## PROBLEM DESCRIPTION
Each entry below must appear in the output exactly as written.

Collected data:

------------

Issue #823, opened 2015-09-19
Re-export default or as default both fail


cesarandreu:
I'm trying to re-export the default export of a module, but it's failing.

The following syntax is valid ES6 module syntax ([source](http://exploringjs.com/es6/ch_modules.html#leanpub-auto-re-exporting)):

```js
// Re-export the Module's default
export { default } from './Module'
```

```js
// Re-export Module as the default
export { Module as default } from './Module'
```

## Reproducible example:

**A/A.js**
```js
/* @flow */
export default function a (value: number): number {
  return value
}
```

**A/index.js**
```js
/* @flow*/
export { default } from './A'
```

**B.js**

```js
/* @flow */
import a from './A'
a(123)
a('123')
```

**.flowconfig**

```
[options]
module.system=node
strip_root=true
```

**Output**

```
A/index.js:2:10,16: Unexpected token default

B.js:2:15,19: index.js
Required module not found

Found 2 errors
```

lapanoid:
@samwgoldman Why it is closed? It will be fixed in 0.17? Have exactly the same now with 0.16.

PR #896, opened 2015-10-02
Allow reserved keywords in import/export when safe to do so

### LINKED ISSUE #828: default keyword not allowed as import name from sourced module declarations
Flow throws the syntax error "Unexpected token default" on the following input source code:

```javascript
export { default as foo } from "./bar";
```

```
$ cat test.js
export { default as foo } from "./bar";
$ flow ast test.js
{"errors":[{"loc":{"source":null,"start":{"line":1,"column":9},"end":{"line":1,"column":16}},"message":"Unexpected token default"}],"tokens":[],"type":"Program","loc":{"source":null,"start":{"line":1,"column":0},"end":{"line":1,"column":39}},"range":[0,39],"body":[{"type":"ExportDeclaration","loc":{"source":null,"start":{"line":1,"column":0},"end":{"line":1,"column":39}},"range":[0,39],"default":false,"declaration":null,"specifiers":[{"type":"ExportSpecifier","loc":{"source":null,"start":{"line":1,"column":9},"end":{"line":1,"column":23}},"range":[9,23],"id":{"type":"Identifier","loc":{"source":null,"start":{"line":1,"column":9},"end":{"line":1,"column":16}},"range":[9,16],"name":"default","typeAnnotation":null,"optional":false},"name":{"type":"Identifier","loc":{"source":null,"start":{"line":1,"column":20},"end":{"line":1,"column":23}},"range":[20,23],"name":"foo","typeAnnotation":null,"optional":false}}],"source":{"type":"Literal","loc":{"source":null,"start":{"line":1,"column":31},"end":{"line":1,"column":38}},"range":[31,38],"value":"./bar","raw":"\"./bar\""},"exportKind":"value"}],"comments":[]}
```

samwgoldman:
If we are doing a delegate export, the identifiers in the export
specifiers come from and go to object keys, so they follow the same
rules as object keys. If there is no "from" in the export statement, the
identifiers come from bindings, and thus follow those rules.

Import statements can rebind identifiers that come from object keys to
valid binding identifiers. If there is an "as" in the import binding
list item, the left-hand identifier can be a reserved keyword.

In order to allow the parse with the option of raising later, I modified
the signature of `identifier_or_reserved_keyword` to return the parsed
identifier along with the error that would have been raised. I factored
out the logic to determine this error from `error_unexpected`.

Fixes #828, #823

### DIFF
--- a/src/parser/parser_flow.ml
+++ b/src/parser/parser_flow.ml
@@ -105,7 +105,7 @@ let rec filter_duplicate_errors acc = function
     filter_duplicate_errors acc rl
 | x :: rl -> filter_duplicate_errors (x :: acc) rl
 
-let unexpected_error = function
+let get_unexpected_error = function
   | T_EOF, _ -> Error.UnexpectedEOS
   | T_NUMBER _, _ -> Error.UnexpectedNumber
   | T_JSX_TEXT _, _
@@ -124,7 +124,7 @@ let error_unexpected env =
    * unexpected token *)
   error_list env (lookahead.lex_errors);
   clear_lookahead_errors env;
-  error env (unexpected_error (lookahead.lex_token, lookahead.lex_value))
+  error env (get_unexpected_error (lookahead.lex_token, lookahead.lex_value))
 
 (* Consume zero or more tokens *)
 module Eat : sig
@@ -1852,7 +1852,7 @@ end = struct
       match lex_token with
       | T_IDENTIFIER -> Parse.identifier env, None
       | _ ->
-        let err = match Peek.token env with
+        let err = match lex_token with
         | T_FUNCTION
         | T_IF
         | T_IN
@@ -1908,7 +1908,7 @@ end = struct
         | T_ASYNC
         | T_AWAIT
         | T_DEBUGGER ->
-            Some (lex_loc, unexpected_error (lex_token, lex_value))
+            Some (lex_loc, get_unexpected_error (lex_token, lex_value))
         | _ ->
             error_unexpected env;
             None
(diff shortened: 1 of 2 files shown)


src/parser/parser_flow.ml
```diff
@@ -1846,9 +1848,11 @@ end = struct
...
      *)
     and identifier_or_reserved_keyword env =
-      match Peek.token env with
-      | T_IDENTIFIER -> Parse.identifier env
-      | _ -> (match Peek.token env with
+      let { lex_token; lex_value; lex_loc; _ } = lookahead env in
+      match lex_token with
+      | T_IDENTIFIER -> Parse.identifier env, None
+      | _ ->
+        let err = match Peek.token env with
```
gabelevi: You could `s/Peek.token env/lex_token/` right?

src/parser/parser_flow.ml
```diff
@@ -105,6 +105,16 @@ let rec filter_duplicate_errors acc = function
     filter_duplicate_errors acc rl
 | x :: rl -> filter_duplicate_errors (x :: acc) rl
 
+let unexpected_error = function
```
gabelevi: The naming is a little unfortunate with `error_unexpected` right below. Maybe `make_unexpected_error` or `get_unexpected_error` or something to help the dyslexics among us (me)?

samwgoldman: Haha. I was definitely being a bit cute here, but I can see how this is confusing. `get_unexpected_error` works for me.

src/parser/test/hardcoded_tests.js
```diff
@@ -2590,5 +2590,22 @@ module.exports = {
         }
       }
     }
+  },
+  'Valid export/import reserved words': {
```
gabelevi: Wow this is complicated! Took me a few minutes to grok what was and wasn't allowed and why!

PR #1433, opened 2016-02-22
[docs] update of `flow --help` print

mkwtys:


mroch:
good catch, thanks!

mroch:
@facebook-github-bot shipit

------------

## SOLUTION FOR THIS PROBLEM
Issue #823, opened 2015-09-19
Re-export default or as default both fail


cesarandreu:
I'm trying to re-export the default export of a module, but it's failing.

The following syntax is valid ES6 module syntax ([source](http://exploringjs.com/es6/ch_modules.html#leanpub-auto-re-exporting)):

```js
// Re-export the Module's default
export { default } from './Module'
```

```js
// Re-export Module as the default
export { Module as default } from './Module'
```

## Reproducible example:

**A/A.js**
```js
/* @flow */
export default function a (value: number): number {
  return value
}
```

**A/index.js**
```js
/* @flow*/
export { default } from './A'
```

**B.js**

```js
/* @flow */
import a from './A'
a(123)
a('123')
```

**.flowconfig**

```
[options]
module.system=node
strip_root=true
```

**Output**

```
A/index.js:2:10,16: Unexpected token default

B.js:2:15,19: index.js
Required module not found

Found 2 errors
```

lapanoid:
@samwgoldman Why it is closed? It will be fixed in 0.17? Have exactly the same now with 0.16.

PR #896, opened 2015-10-02
Allow reserved keywords in import/export when safe to do so

### LINKED ISSUE #828: default keyword not allowed as import name from sourced module declarations
Flow throws the syntax error "Unexpected token default" on the following input source code:

```javascript
export { default as foo } from "./bar";
```

```
$ cat test.js
export { default as foo } from "./bar";
$ flow ast test.js
{"errors":[{"loc":{"source":null,"start":{"line":1,"column":9},"end":{"line":1,"column":16}},"message":"Unexpected token default"}],"tokens":[],"type":"Program","loc":{"source":null,"start":{"line":1,"column":0},"end":{"line":1,"column":39}},"range":[0,39],"body":[{"type":"ExportDeclaration","loc":{"source":null,"start":{"line":1,"column":0},"end":{"line":1,"column":39}},"range":[0,39],"default":false,"declaration":null,"specifiers":[{"type":"ExportSpecifier","loc":{"source":null,"start":{"line":1,"column":9},"end":{"line":1,"column":23}},"range":[9,23],"id":{"type":"Identifier","loc":{"source":null,"start":{"line":1,"column":9},"end":{"line":1,"column":16}},"range":[9,16],"name":"default","typeAnnotation":null,"optional":false},"name":{"type":"Identifier","loc":{"source":null,"start":{"line":1,"column":20},"end":{"line":1,"column":23}},"range":[20,23],"name":"foo","typeAnnotation":null,"optional":false}}],"source":{"type":"Literal","loc":{"source":null,"start":{"line":1,"column":31},"end":{"line":1,"column":38}},"range":[31,38],"value":"./bar","raw":"\"./bar\""},"exportKind":"value"}],"comments":[]}
```

samwgoldman:
If we are doing a delegate export, the identifiers in the export
specifiers come from and go to object keys, so they follow the same
rules as object keys. If there is no "from" in the export statement, the
identifiers come from bindings, and thus follow those rules.

Import statements can rebind identifiers that come from object keys to
valid binding identifiers. If there is an "as" in the import binding
list item, the left-hand identifier can be a reserved keyword.

In order to allow the parse with the option of raising later, I modified
the signature of `identifier_or_reserved_keyword` to return the parsed
identifier along with the error that would have been raised. I factored
out the logic to determine this error from `error_unexpected`.

Fixes #828, #823

### DIFF
--- a/src/parser/parser_flow.ml
+++ b/src/parser/parser_flow.ml
@@ -105,7 +105,7 @@ let rec filter_duplicate_errors acc = function
     filter_duplicate_errors acc rl
 | x :: rl -> filter_duplicate_errors (x :: acc) rl
 
-let unexpected_error = function
+let get_unexpected_error = function
   | T_EOF, _ -> Error.UnexpectedEOS
   | T_NUMBER _, _ -> Error.UnexpectedNumber
   | T_JSX_TEXT _, _
@@ -124,7 +124,7 @@ let error_unexpected env =
    * unexpected token *)
   error_list env (lookahead.lex_errors);
   clear_lookahead_errors env;
-  error env (unexpected_error (lookahead.lex_token, lookahead.lex_value))
+  error env (get_unexpected_error (lookahead.lex_token, lookahead.lex_value))
 
 (* Consume zero or more tokens *)
 module Eat : sig
@@ -1852,7 +1852,7 @@ end = struct
       match lex_token with
       | T_IDENTIFIER -> Parse.identifier env, None
       | _ ->
-        let err = match Peek.token env with
+        let err = match lex_token with
         | T_FUNCTION
         | T_IF
         | T_IN
@@ -1908,7 +1908,7 @@ end = struct
         | T_ASYNC
         | T_AWAIT
         | T_DEBUGGER ->
-            Some (lex_loc, unexpected_error (lex_token, lex_value))
+            Some (lex_loc, get_unexpected_error (lex_token, lex_value))
         | _ ->
             error_unexpected env;
             None
(diff shortened: 1 of 2 files shown)


src/parser/parser_flow.ml
```diff
@@ -1846,9 +1848,11 @@ end = struct
...
      *)
     and identifier_or_reserved_keyword env =
-      match Peek.token env with
-      | T_IDENTIFIER -> Parse.identifier env
-      | _ -> (match Peek.token env with
+      let { lex_token; lex_value; lex_loc; _ } = lookahead env in
+      match lex_token with
+      | T_IDENTIFIER -> Parse.identifier env, None
+      | _ ->
+        let err = match Peek.token env with
```
gabelevi: You could `s/Peek.token env/lex_token/` right?

src/parser/parser_flow.ml
```diff
@@ -105,6 +105,16 @@ let rec filter_duplicate_errors acc = function
     filter_duplicate_errors acc rl
 | x :: rl -> filter_duplicate_errors (x :: acc) rl
 
+let unexpected_error = function
```
gabelevi: The naming is a little unfortunate with `error_unexpected` right below. Maybe `make_unexpected_error` or `get_unexpected_error` or something to help the dyslexics among us (me)?

samwgoldman: Haha. I was definitely being a bit cute here, but I can see how this is confusing. `get_unexpected_error` works for me.

src/parser/test/hardcoded_tests.js
```diff
@@ -2590,5 +2590,22 @@ module.exports = {
         }
       }
     }
+  },
+  'Valid export/import reserved words': {
```
gabelevi: Wow this is complicated! Took me a few minutes to grok what was and wasn't allowed and why!

PR #1433, opened 2016-02-22
[docs] update of `flow --help` print

mkwtys:


mroch:
good catch, thanks!

mroch:
@facebook-github-bot shipit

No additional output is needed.